Issue #532, opened 2017-01-11
Feature: unlock with fingerprint


laurentdinclaux:
### Actual behaviour
I can unlock the app with a pin

### Expected behaviour
I would like to unlock it using my fingerprints

PR: #624

joseandroidengineer:
I've worked with adding fingerprint features so I'll give it a whirl!

AndyScherzinger:
Sounds awesome @joseandroidengineer!

DanielYWoo:
Today I setup my own nextcloud and give it a try, it looks cool, but this feature is missing ;-)
It will be very convenient on iPhone.

jshatch:
The owncloud app has had this request in for a year and nothing was done.  I'm excited to see how this progresses here.

DanielYWoo:
@jshatch That's exactly why I dumped ownCloud!

tobiasKaminsky:
@joseandroidengineer if I can assist you while building this feature, please just ping me here or on irc.

Flole998:
That pull request should add that feature.

JSoko:
Fingerprint lock works an SGS7 nougat with beta 20170211 👍

AndyScherzinger:
will be shipped with the upcoming version 1.5.0

PR #624, opened 2017-02-04
Added fingerprint support

Flole998:
In response to #532 this adds Fingerprint support.


Flole998:
Using Pincode and Fingerprint Unlock is technically possible and I have tested that. So we just need to know if it is also wanted.

In Android it is not possible to directly access the Fingerprint Scanner. You can only rely on the System doing it. In case you don't have any Fingerprints setup, it will show you a message and unset the checkmark that no fingerprints are setup. If the device doesn't have a fingerprintscanner the checkbox is hidden completely.

res/values-de-rDE/strings.xml
```diff
@@ -28,6 +28,8 @@
     <string name="prefs_accounts">Konten</string>
     <string name="prefs_manage_accounts">Konten verwalten</string>
     <string name="prefs_passcode">PIN gesperrt</string>
+    <string name="prefs_fingerprint">Fingerabdruck gesperrt</string>
+    <string name="prefs_fingerprint_notsetup">Es sind keine Fingerabdrücke eingerichtet.</string>
```
mario: Like @tobiasKaminsky, please rollback changes to this file entirely. I'll review everything one of these days.

AndyScherzinger:
I don't use either but I think there should be some fallback, so I'd say if the fingerprint mechanism is activated then the user must also set a PIN.

Flole998:
@AndyScherzinger To prevent users from becoming locked out? To disable fingerprint all you have to do is disable it in the Android Options as that will delete all Fingerprints from the system. Nextcloud will just start up then and the fingerprint setting will become disabled.

AndyScherzinger:
@Flole998 Thanks for the details, not an expert on Android fingerprint API. 
@tobiasKaminsky @jancborchardt Than I think we are fine with not having fingerprint AND pin both activated at the same time.

tobiasKaminsky:
As fingerprint is more "secure" than pin I would also vote for hiding the pin entry possibility if fingerprint is activated.

mario:
While I see a point for fingerprint + pin, I'd vote for supporting 1 option at a time. So if you use fingerprint, you don't use PIN. And vice versa.

Flole998:
Seems like you guys want only 1 method possible at the same time. I think using a check box is not the right approach then, if i set a check box i don't want my device to disable it cause I checked another one. A radio button popup as seen on the storage config is more appropriate in my opinion. Also i think "details" should be renamed to "security" as it contains pin, fingerprint and hiding files, which are security options.

mario:
@Flole998 I'll check the actual UI of this PR tomorrow and let you know how to approach the UX changes. Sounds good? :)

Also, what's your opinion? Would you prefer to leave both options at the same time?

Flole998:
Alright, sound great.

As i already said above, technically it is possible and has been tested to leave both on at the same time, that would result in both being required to access the app. I dont see any reason to not give the user that option. If someone is really paranoid they might want to use both at the same time, while for most users it would be useless but again: They don't have to enable it, it's just an additional option.

mario:
Please accept my apologies, got sidetracked with fixing auto upload :( Will do this first thing Monday!

mario:
Android 5.1:

02-15 03:54:25.688 2170-2170/com.nextcloud.android.beta D/Error: ERR: stack=java.lang.NoClassDefFoundError: Failed resolution of: Landroid/hardware/fingerprint/FingerprintManager;
                                                                     at com.owncloud.android.ui.activity.FingerprintActivity.isFingerprintCapable(FingerprintActivity.java:257)
                                                                     at com.owncloud.android.ui.activity.Preferences.onCreate(Preferences.java:216)
                                                                     at android.app.Activity.performCreate(Activity.java:5990)
                                                                     at android.app.Instrumentation.callActivityOnCreate(Instrumentation.java:1106)
                                                                     at android.app.ActivityThread.performLaunchActivity(ActivityThread.java:2278)
                                                                     at android.app.ActivityThread.handleLaunchActivity(ActivityThread.java:2387)
                                                                     at android.app.ActivityThread.access$800(ActivityThread.java:151)
                                                                     at android.app.ActivityThread$H.handleMessage(ActivityThread.java:1303)
                                                                     at android.os.Looper.loop(Looper.java:135)
                                                                     at android.app.ActivityThread.main(ActivityThread.java:5254)
                                                                     at java.lang.reflect.Method.invoke(Method.java:372)
                                                                     at com.android.internal.os.ZygoteInit$MethodAndArgsCaller.run(ZygoteInit.java:903)
                                                                     at com.android.internal.os.ZygoteInit.main(ZygoteInit.java:698)
                                                                  Caused by: java.lang.ClassNotFoundException: Didn't find class "android.hardware.fingerprint.FingerprintManager" on path: DexPathList[[dex file "/data/data/com.nextcloud.android.beta/files/instant-run/dex/slice-touch-image-view_c8dffc8b90fcf3f6583cf9e0f7a2f818f4736e83-classes.dex", dex file "/data/data/com.nextcloud.android.beta/files/instant-run/dex/slice-support-annotations-24.2.1_34fe3faf5e52f4f087d54f64861ffb04d7db2100-classes.dex", dex file "/data/data/com.nextcloud.android.beta/files/instant-run/dex/slice-slice_9-classes.dex", dex file "/data/data/com.nextcloud.android.beta/files/instant-run/dex/slice-slice_8-classes.dex", dex file "/data/data/com.nextcloud.android.beta/files/instant-run/dex/slice-slice_7-classes.dex", dex file "/data/data/com.nextcloud.android.beta/files/instant-run/dex/slice-slice_6-classes.dex", dex file "/data/data/com.nextcloud.android.beta/files/instant-run/dex/slice-slice_5-classes.dex", dex file "/data/data/com.nextcloud.android.beta/files/instant-run/dex/slice-slice_4-classes.dex", dex file "/data/data/com.nextcloud.android.beta/files/instant-run/dex/slice-slice_3-classes.dex", dex file "/data/data/com.nextcloud.android.beta/files/instant-run/dex/slice-slice_2-classes.dex", dex file "/data/data/com.nextcloud.android.beta/files/instant-run/dex/slice-slice_1-classes.dex", dex file "/data/data/com.nextcloud.android.beta/files/instant-run/dex/slice-slice_0-classes.dex", dex file "/data/data/com.nextcloud.android.beta/files/instant-run/dex/slice-slf4j-api-1.7.4_64612b92d52d59a748b72eb4964a8efaa7a0e40e-classes.dex", dex file "/data/data/com.nextcloud.android.beta/files/instant-run/dex/slice-parceler-api-1.1.6_66939c28e42bc1692af1095bd5a000a865256c32-classes.dex", dex file "/data/data/com.nextcloud.android.beta/files/instant-run/dex/slice-jcl-over-slf4j-1.7.4_464b1651e89a21a6da6832c36529c2de9a5bbdff-classes.dex", dex file "/data/data/com.nextcloud.android.beta/files/instant-run/dex/slice-jackrabbit-webdav-2.12.4_ff66740b8a0872fc718aac43275dfae9737fe00f-classes.dex", dex file "/data/data/com.nextcloud.android.beta/files/instant-run/dex/slice-internal_impl-24.2.1_f4f7a8f1842d3507974837d92c568e8f38919b03-classes.dex", dex file "/data/data/com.nextcloud.android.beta/files/instant-run/dex/slice-internal_impl-24.2.1_d2c56de47c7e8f8459e122f9e08a5edabab1e8fe-classes.dex", dex file "/data/data/com.nextcloud.android.beta/files/instant-run/dex/slice-internal_impl-24.2.1_cf1cefe11bf46d4ef24adbcc3b0b33eb49bd8e32-classes.dex", dex file "/data/data/com.nextcloud.android.beta/files/instant-run/dex/slice-internal_impl-24.2.1_b7fcf0666312744f9764b8047c1ef990a6a14cef-classes.dex", dex file "/data/data/com.nextcloud.android.beta/files/instant-run/dex/slice-internal_impl-24.2.1_2e0f6537e29e2efcbbb55800bc067de32bdfbf19-classes.dex", dex file "/data/data/com.nextcloud.android.beta/files/instant-run/dex/slice-disklrucache-2.0.2_e03082df31a5979e81f7fc0559b90e02

mario:
@Flole998 can you look into that error maybe? :)

jasonbayton:
@Flole998 so _you've_ been making my app crash ;)

Fingerprints aren't necessarily more secure than PIN and certainly not password. Here's some reading with a few external links to research: http://security.stackexchange.com/questions/144428/how-secure-is-a-fingerprint-sensor-versus-a-standard-password

In every implementation of this I've ever come across on mobile, there's *always* a PIN/password fallback. Fingerprints can be temperamental on occasion and no one wants to be locked out of their NC app because they couldn't fall back to another auth method.

Flole998:
@jasonbayton I'm sorry. I haven't considered that some vendors might remove the fingerprint manager for whatever reason. I will fix that.

If you haven't seen an implementation where there's no fallback you could check out LastPass, over there it's not possible to bypass the fingerprint protection. Also you are not forever locked out, by disabling the fingerprint protection in Android settings it gives you a warning and then removes all fingerprints. That enables you to open nextcloud app again and will disable the fingerprint setting then, so after re-enabling it in Android preferences you would have to re-enable it in nextcloud settings aswell.

mario:
@Flole998 I think the problem in his case is that he uses Android 5.x, and FingerPrint manager was introduced in 6.0. Before that, Samsung used their own system for accessing fingerprint data (though I'm pretty sure J3 doesn't have fingerprint functionality).

jasonbayton:
> @mario I think the problem in his case is that he uses Android 5.x, and FingerPrint manager was introduced in 6.0. Before that, Samsung used their own system for accessing fingerprint data (though I'm pretty sure J3 doesn't have fingerprint functionality).

Yes and yes. Not so much removed as replaced with something else I guess. 

> @Flole998 by disabling the fingerprint protection in Android settings it gives you a warning and then removes all fingerprints.

So if I'm in a rush to get some files out of NC and my sensor isn't working (greasy fingers, hardware issue, software glitch, whatever) I have to: 

* open settings
* disable fingerprint, deleting all stored fingerprints on my phone
* do my task in the now unlocked NC app

Then later: 

* reopen settings
* re-enable fingerprint
* re-add my four fingers 
* re-enable it in the NC app (as well as any other apps I have it enabled in I expect)

That isn't particularly straightforward. A fallback would be much simpler.

Flole998:
Fallback to what? A 4 digit PIN?

jasonbayton:
Or passcode, yes, as is typically standard behaviour across mobile devices (lastpass excluded as you pointed out).

tobiasKaminsky:
@jasonbayton this is a very good idea:
During setup the fingerprint the user has to enter a password which acts as a failback. It should be offered after the third false attempt @jancborchardt 

What is the decision about allowing both, fingerprint and pin?

mario:
@tobiasKaminsky with "password" you mean 4 digit pin, right? :)

jasonbayton:
> @mario @tobiasKaminsky with "password" you mean 4 digit pin, right? :)

Does it matter too much? If a user wants to add an alphanumeric, 16 character password.. why not? Who knows what people keep on their NC servers? ;)

mario:
And you want to protect it with an easily hackable protection on an insecure operating system? Really? :P

Flole998:
Yeah and add safetynet check so nextcloud doesn't run on unlocked and rooted devices ;)

jasonbayton:
I'll pretend I didn't see that. :P

mario:
I do agree that PIN can serve as a fallback though, but that is easily "hackable" using basics of social engineering, but who am I to judge how good your pins are :P

jasonbayton:
10,000 possible combinations in 4 digits, a million with 6. It's not _that_ insecure. With access to the device you can crack the fingerprint also. All EMM platforms offer a sane default of 10 attempts before the device wipes, which negates the brute force aspect of a PIN (or to a lesser extent, password). I don't expect NC to erase its own app data on the 10th failure though in combination with the MDM controls mentioned in https://github.com/nextcloud/server/issues/3456 we could well see improvements longer-term.

tobiasKaminsky:
> @tobiasKaminsky with "password" you mean 4 digit pin, right? :)

@mario no, I meant a real password as my intention was that this feature is independent from the pin code. And passwords allow "safer" ciphers than a forced 4 digit pin (of course you can "abuse" a password and use only a 4 digit one)

Flole998:
What do you guys think about adding another checkbox to the settings menu that can only be enabled when fingerprint setting and PIN are both enabled and that setting could switch between "Require PIN and Fingerprint" and "Use PIN as Fallback"? As there are a lot of different opinions on how it should, i think that would be the best option so the user can choose.

jasonbayton:
I was thinking about that earlier; if PIN can be set as a fallback, it could just as easily be required for 2-factor authentication. In that instance I'd say having to reset and reconfigure the fingerprint if you can't get it working would be acceptable (because really there's no other way around that, it'd otherwise be no different to fallback to PIN).

Do checkboxes offer the best user experience? Would a dropdown be more suitable where there are more than 2 options?

Flole998:
Considering that if Fingerprint is not supported on that device the settings will be hidden, you might end up with a dropdown with just 1 item in it. Also you would have to have a lot of options in that dropdown then:
- No Protection
- Pin Only
- Pin and Fingerprint
- Pin and Fingerprint as Fallback
- Only Fingerprint

I think 3 checkboxes are easier in that case, considering 2 would disappear when Fingerprint is not supported. In the dropdown the last 3 items will be removed leaving just the first 2 items which would look weird to users not having Fingerprint support.

jasonbayton:
Ah OK, I hadn't considered that. Checkboxes it is!

jshatch:
Why can't the fallback be entering your account password?

jasonbayton:
I guess because the app passcode is a whole separate thing to account info. 

Would it even be possible to verify against the account password?

jshatch:
I was thinking more along the lines of this:  Even if you are using an app specific password and 2FA, the app should still be able to call into the server with your main password and validate it is correct.  You wouldn't have to worry about 2FA, if the password is accepted, let them into the app with the stored credentials.  Probably more code than the scope of this PR, but I think it could work.

tobiasKaminsky:
Using the account password should be possible.

mario:
What's happening with this PR folks?

Flole998:
I would suggest we merge it and then create a new issue/feature request to discuss bypassing the fingerprint.

AndyScherzinger:
@Flole998 can you rebase this branch against the latest master? Then I can do a test drive.

jancborchardt:
> During setup the fingerprint the user has to enter a password which acts as a failback. It should be offered after the third false attempt @jancborchardt

Sounds good.

> What is the decision about allowing both, fingerprint and pin?

Nah, I would handle it like Android phone unlock which uses one main method, right?

AndyScherzinger:
> Nah, I would handle it like Android phone unlock which uses one main method, right?

Both actually, if you use fingerprint, then PIN is the backup

tobiasKaminsky:
> >   Nah, I would handle it like Android phone unlock which uses one main method, right?
> Both actually, if you use fingerprint, then PIN is the backup

Yes, but the pin on android should then we should use the account password and not use the 4-digit pin as a fallback, agreed?

So, to summarize:
- fingerprint disables our 4-digit pin and vice vera
- failback after three wrong fingerprints: use account password

AndyScherzinger:
@tobiasKaminsky sounds fine to me. What I don't know is which PIN would actually be the fallback since I never implemented fingerprint, so it might well be the OS PIN?

tobiasKaminsky:
I just had a quick look into the API, but I do not see any generic fallback system, so I expect that we can do this on ourselves, prompting for the account password after the third false attempt.

AndyScherzinger:
> prompting for the account password after the third false attempt.

sounds good to me

Flole998:
I am somehow not able to rebase this PR, either someone else tries this or this PR can be closed. I am not spending anymore time on this, it took almost 2 months now since this PR was created, that's definitely too long for a simple change that was already discussed in an issue before.

AndyScherzinger:
I also did push the branch to the Nc repo as a copy, https://github.com/nextcloud/android/tree/fingerprint

Flole998:
@AndyScherzinger I think it is fine that after 5 tries it locks itself, even though this was not wanted during development.

I also did a check of the rebased work and for me it is also working fine. Therefor I also think that this could be merged now.

src/main/res/values-de-rDE/strings.xml
```diff
@@ -596,7 +596,6 @@
     <string name="welcome_feature_3_text">Schützen Sie Ihre Fotos</string>
 
     <string name="whats_new_skip">Überspringen</string>
-
```
Flole998: This might cause an issue because of Transifex. The line should not be removed.

Flole998:
@AndyScherzinger Yeah that seems to be a leftover from the previous layout and can safely be removed.

tobiasKaminsky:
According to https://github.com/nextcloud/android/pull/624#issuecomment-291937183 I am fine with this approach.
I will test and review it tomorrow.

@mario are you fine with this?

mario:
Will test tomorrow

AndyScherzinger:
@mario @tobiasKaminsky the PR has been rebased to latest master from this morning 🚀

src/main/java/com/owncloud/android/authentication/PassCodeManager.java
```diff
@@ -112,4 +125,18 @@ private boolean passCodeIsEnabled() {
         return (appPrefs.getBoolean(PassCodeActivity.PREFERENCE_SET_PASSCODE, false));
     }
 
+    private boolean fingerprintShouldBeRequested(){
+        if ((System.currentTimeMillis() - mTimestamp) > PASS_CODE_TIMEOUT &&
+                mVisibleActivitiesCounter <= 0
+                ){
```
tobiasKaminsky: can be in fewer lines.
Line length should be max 120.

src/main/java/com/owncloud/android/ui/activity/FingerprintActivity.java
```diff
@@ -0,0 +1,356 @@
...
+     */
+    protected void onCreate(Bundle savedInstanceState) {
+        super.onCreate(savedInstanceState);
+        setContentView(R.layout.fingerprintlock);
+    }
+
+    private void startFingerprint() {
+        TextView fingerprinttext = (TextView) findViewById(R.id.scanfingerprinttext);
+
+        FingerprintManager fingerprintManager = (FingerprintManager) MainApp.getAppContext().getSystemService(Context.FINGERPRINT_SERVICE);
```
tobiasKaminsky: line wrap at 120

src/main/java/com/owncloud/android/ui/activity/FingerprintActivity.java
```diff
@@ -0,0 +1,356 @@
...
+     *
+     * @param savedInstanceState    Previously saved state - irrelevant in this case
+     */
+    protected void onCreate(Bundle savedInstanceState) {
+        super.onCreate(savedInstanceState);
+        setContentView(R.layout.fingerprintlock);
+    }
+
+    private void startFingerprint() {
+        TextView fingerprinttext = (TextView) findViewById(R.id.scanfingerprinttext);
```
tobiasKaminsky: camelCase

src/main/java/com/owncloud/android/ui/activity/FingerprintActivity.java
```diff
@@ -0,0 +1,356 @@
...
+        FingerprintManager fingerprintManager = (FingerprintManager) MainApp.getAppContext().getSystemService(Context.FINGERPRINT_SERVICE);
+
+        if (ActivityCompat.checkSelfPermission(this, Manifest.permission.USE_FINGERPRINT) != PackageManager.PERMISSION_GRANTED) {
+            return;
+        }
+        KeyguardManager keyguardManager = (KeyguardManager) getSystemService(KEYGUARD_SERVICE);
+
+        if (!keyguardManager.isKeyguardSecure()) {
+            return;
+        }else{
```
tobiasKaminsky: whitespaces between } and else
you can also use code formatting by android studio for new files. But please do not use it with new files as this will result in many changes.

src/main/java/com/owncloud/android/ui/activity/FingerprintActivity.java
```diff
@@ -0,0 +1,356 @@
...
+            return;
+        }
+
+
+        try {
+            keyStore.load(null);
+            keyGenerator.init(new
+                    KeyGenParameterSpec.Builder(KEY_NAME,
+                    KeyProperties.PURPOSE_ENCRYPT |
+                            KeyProperties.PURPOSE_DECRYPT)
```
tobiasKaminsky: same here, fewer lines with meaningful new lines will make it easier to read

src/main/java/com/owncloud/android/ui/activity/FingerprintActivity.java
```diff
@@ -0,0 +1,356 @@
...
+            return true;
+        } catch (KeyPermanentlyInvalidatedException e) {
+            return false;
+        } catch (KeyStoreException | CertificateException | UnrecoverableKeyException | IOException | NoSuchAlgorithmException | InvalidKeyException e) {
+            return false;
+        }
+    }
+
+
+    private void fingerprintresult(boolean fingerok) {
```
tobiasKaminsky: camelcase

src/main/java/com/owncloud/android/ui/activity/FingerprintActivity.java
```diff
@@ -0,0 +1,356 @@
...
+        this.update(MainApp.getAppContext().getString(R.string.fingerprint_unknown), false);
+    }
+
+
+    @Override
+    public void onAuthenticationSucceeded(FingerprintManager.AuthenticationResult result) {
+        this.update("Fingerprint Authentication succeeded.", true);
+    }
+
+
```
tobiasKaminsky: replace double empty lines with only one

src/main/java/com/owncloud/android/ui/activity/Preferences.java
```diff
@@ -191,7 +238,7 @@ public boolean onPreferenceClick(Preference preference) {
             }
         });
 
-        PreferenceCategory preferenceCategory = (PreferenceCategory) findPreference("more");
+        preferenceCategory = (PreferenceCategory) findPreference("more");
```
tobiasKaminsky: re-assigning an existing category? First one should be on its own, called "detailCategory" or similar.

AndyScherzinger:
@mario @tobiasKaminsky I fixed all code review comments you had so far, so you can do a final check/review :) - Hope that is fine with you @Flole998 :)

mario:
@AndyScherzinger I will review & merge today. Can you please open all the relevant issues in the mean time? Thanks.

AndyScherzinger:
@mario thanks! :) I have added the enhancements/alignments in #859

mario:
@Flole998 thank you for your contributions! :) We hope you'll continue working on this and other things! :)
##########
» **TASK REQUIREMENTS**:
In the listing above, find the line with "That pull request should add that feature." and the line with "Using Pincode and"; output exactly those lines and all lines between them.

» **EXERCISE OUTPUT**:
That pull request should add that feature.

JSoko:
Fingerprint lock works an SGS7 nougat with beta 20170211 👍

AndyScherzinger:
will be shipped with the upcoming version 1.5.0

PR #624, opened 2017-02-04
Added fingerprint support

Flole998:
In response to #532 this adds Fingerprint support.


Flole998:
Using Pincode and Fingerprint Unlock is technically possible and I have tested that. So we just need to know if it is also wanted.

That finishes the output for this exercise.